Dr. Nina Mikirova, senior research scientist at the Riordan Clinic, explained that oxidative stress is elevated in RA patients, which implies that reactive oxygen species (ROS) are present as possible mediators of tissue damage. ROS trigger a cascade of events through nuclear factors' activation, which up-regulates gene expression of pro-inflammatory cytokines that mediate the immune responses causing inflammation. In short, reducing inflammation and oxidative stress can protect cartilage as it regenerates within the joint. Control of inflammation is also important when it comes to the reduction of cardiovascular risk.
The Riordan Clinic has studied the use of highly concentrated ascorbic acid to treat illnesses associated with inflammation, including cancer, atherosclerosis and viral infections for decades. According to the researchers, at high doses, vitamin C has been shown to reduce the production of pro-inflammatory cytokines. “Ascorbic acid has other properties that suggest it may be useful in treating rheumatoid arthritis: it is an antioxidant that scavenges ROS and it supports collagen formation and enhances extracellular matrix protein synthesis,” they wrote.

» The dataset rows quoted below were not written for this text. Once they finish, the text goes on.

PR #507, opened 2022-10-06
[12.0] schedule improvements

NL66278:
Optionally adjust next_run when it appears scheduled runs have been missed.

### DIFF
--- a/account_bank_statement_import_online/models/online_bank_statement_provider.py
+++ b/account_bank_statement_import_online/models/online_bank_statement_provider.py
@@ -81,6 +81,7 @@ class OnlineBankStatementProvider(models.Model):
     )
     last_successful_run = fields.Datetime(
         string='Last successful pull',
+        readonly=True,
     )
     next_run = fields.Datetime(
         string='Next scheduled pull',
@@ -423,7 +424,8 @@ class OnlineBankStatementProvider(models.Model):
             _logger.info('Pulling online bank statements of: %s' % ', '.join(
                 providers.mapped('journal_id.name')
             ))
-            for provider in providers.with_context({'scheduled': True}):
+            for provider in providers.with_context(scheduled=True):
+                provider._adjust_schedule()
                 date_since = (
                     provider.last_successful_run
                 ) if provider.last_successful_run else (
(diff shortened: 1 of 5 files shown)


account_bank_statement_import_online/models/online_bank_statement_provider.py
```diff
@@ -107,6 +108,10 @@ class OnlineBankStatementProvider(models.Model):
     certificate_private_key = fields.Text()
     certificate_chain = fields.Text()
     allow_empty_statements = fields.Boolean()
+    adjust_next_run = fields.Boolean(
```
alexey-pelykh: It's safe to have this always enabled, don't think there's need for an option tbh

account_bank_statement_import_online/tests/test_account_bank_statement_import_online.py
```diff
@@ -267,6 +267,48 @@ def test_interval_type_hours(self):
...
+        provider.interval_type = 'hours'
+        provider.adjust_next_run = True
+        five_minutes_ago = self.now - relativedelta(minutes=5)
+        three_hours_earlier = five_minutes_ago - relativedelta(hours=3)
+        fiftyfive_minutes_later = five_minutes_ago + relativedelta(hours=1)
+        provider.next_run = three_hours_earlier
+        provider.last_successful_run = three_hours_earlier - relativedelta(hours=1)
+        provider._scheduled_pull()
+        self.assertEqual(provider.last_successful_run, five_minutes_ago)
+        self.assertEqual(provider.next_run, fiftyfive_minutes_later)
```
alexey-pelykh, line 288: To be on the super-safe size, please also check that number of pulled statement lines matches the expectation in both cases, whatever that number is

account_bank_statement_import_online/models/online_bank_statement_provider.py
NL66278: I will leave out the boolean

account_bank_statement_import_online/tests/test_account_bank_statement_import_online.py
NL66278: Little bit complicated as I check for hours of delay but statements are created daily, and the number of statements created might depend on the time the tests run (so either 1 or 2 actual dates might be involved).

NL66278:
@alexey-pelykh Can you live with the PR as it is now, or do you think the test for number of statements is absolutely needed?

NL66278:
@alexis-via Could you also have a look at this one please?

alexey-pelykh:
@NL66278 same comment on commit message :)

NL66278:
@alexey-pelykh Also adjusted this commit message.

NL66278:
Closed in favor of more complete update here: https://github.com/OCA/bank-statement-import/pull/590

What’s more, researchers found RA patients tended to be vitamin C deficient and required supplementation in high doses in order to maintain acceptable plasma vitamin C levels. In addition to low vitamin C levels in the blood, the researchers said studies have shown below-normal ascorbic acid concentrations have also been observed in the synovial fluid of RA patients.

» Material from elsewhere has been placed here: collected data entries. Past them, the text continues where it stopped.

PR #700, opened 2024-05-28
[14.0][FIX] account_statement_import: Do not overwrite journal active_id

grindtildeath:
The call to parse_file must not overwrite the active_id value in the context as this active_id refers to the journal from which the wizard was called.

It was especially wrong because the existing active_model key is still set to account.journal, with an active_id that was referencing account.statement.import wizard ID.

If the wizard ID is needed, it can still be found on self, and if this ID must be propagated through the context, it must use a dedicated key instead of hijacking the active_id.


SilvioC2C (approved):
LGTM

santostelmo (approved):

cyrilmanuel (approved):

Dr. Mikirova told Nutraceuticals World she wasn’t entirely surprised at the results her team’s new research into RA yielded. “When administered at much higher–than-recommended dietary allowance levels, vitamin C has been suggested of having both a preventative and therapeutic role in a number of pathologies, including cancer, atherosclerosis and viral infections, so we expected that high dosages of vitamin C can be beneficial in treatment of RA,” she said. “Hallmarks of RA pathology are chronic inflammation and pronounced synovial hyperplasia. In addition, oxidative stress is elevated in RA patients implying reactive oxygen species are possible mediators of tissue damage. The balance between pro- and anti-inflammatory cytokines due to chronic inflammation is a substantial feature of this disease.”

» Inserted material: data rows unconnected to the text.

PR #703, opened 2024-06-19
[14.0][FIX] account_statement_import_txt_xlsx:  empty balance_column field

Tiago370:
This change addresses the error obtained when the column cell `amount_column` is empty.

### DIFF
--- a/account_statement_import_txt_xlsx/models/account_statement_import_sheet_parser.py
+++ b/account_statement_import_txt_xlsx/models/account_statement_import_sheet_parser.py
@@ -4,6 +4,7 @@
 
 import itertools
 import logging
+import re
 from datetime import datetime
 from decimal import Decimal
 from io import StringIO
@@ -61,7 +62,6 @@ class AccountStatementImportSheetParser(models.TransientModel):
         lines = self._parse_lines(mapping, data_file, currency_code)
         if not lines:
             return currency_code, account_number, [{"transactions": []}]
-
         lines = list(sorted(lines, key=lambda line: line["timestamp"]))
         first_line = lines[0]
         last_line = lines[-1]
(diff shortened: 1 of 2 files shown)


mileo:
Backport of https://github.com/OCA/bank-statement-import/pull/693

account_statement_import_txt_xlsx/models/account_statement_import_sheet_parser.py
```diff
@@ -61,7 +62,9 @@ def parse(self, data_file, mapping, filename):
         lines = self._parse_lines(mapping, data_file, currency_code)
         if not lines:
             return currency_code, account_number, [{"transactions": []}]
-
+        if not isinstance(lines[0]["timestamp"], datetime):
```
alexey-pelykh: How this is related to empty balance column?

She went on to explain how her previous work has dovetailed with her current work on RA. “It is well known that vitamin C is essential for the building of collagen, the most abundant protein built in our bodies and the major component of connective tissue, and as antioxidant,” she said. “In our previous study of the effect of intravenous high dose vitamin C on the level of inflammation and pro-inflammatory cytokines, we demonstrated that vitamin C suppresses the release of inflammatory cytokines and decrease the inflammation in cancer patients (Journal of Translational Medicine, 2012, 10:189). So, we expected that the same treatment would have an effect on inflammation in patients with RA.”
The RA patients in the Riordan Clinic study were characterized by moderate to high levels of the inflammation marker CRP, which indicated moderate to severe discomfort levels. “The effect of intravenous vitamin C (IVC) treatment on subjects with RA demonstrated that IVC therapy with dosages of 7.5 g-50g can reduce inflammation and the pain levels,” the researchers wrote. “The inflammation as measured by C-reactive protein levels was decreased on average by 44%. The average CRP level before treatment was 9.4 +/- 4.6 mg/L, while the average after IVC therapy was 6.4 +/- 4.6 mg/L. Examining those subjects who showed a net CRP decrease, we found that the effect of treatment is IVC frequency dependent.”
When asked if there were specific properties that made vitamin C a more preferable treatment option to other antioxidants, Dr. Mikirova acknowledged the use of other alternative medicine therapy treatments and nutritional adjustment practices. “Some, such as gamma-linolenic acid, fish oil, antioxidants and other supplementations have shown some possibility of benefit for RA, but a very limited number of controlled intervention trials have been conducted to evaluate dietary supplementation with antioxidants in RA development,” she said. “Several studies with vitamin E supplementation, selenium-enriched yeast supplementation, fatty acids, micronutrients and antioxidant supplementations demonstrated improvements but not significant clinical benefits. In the study with antioxidant supplementation, the level of vitamin C was only three to five times higher than recommended daily allowance.”
“We suggest the treatment should be by intravenous high dose vitamin C, as the in vitro experiments demonstrate that only high dose vitamin C can suppress activation of nuclear factor (NF-kB), which mediates the production of many pro-inflammatory cytokines,” she continued. “The effect requires millimolar concentrations of vitamin C [attainable via intravenous infusions].”
While the Riordan Clinic’s RA pilot study yielded promising results, the researchers acknowledged more research is warranted. “Our pilot study was based on the results of treatment on patients with RA at Riordan Clinic [who] had different intervals between IVC treatments and different numbers of treatments,” said Dr. Mikirova. “We think the results should be supported by the study on a larger population of RA patients with a standardized protocol of treatment and more detailed analyses of inflammation markers and patients’ conditions.”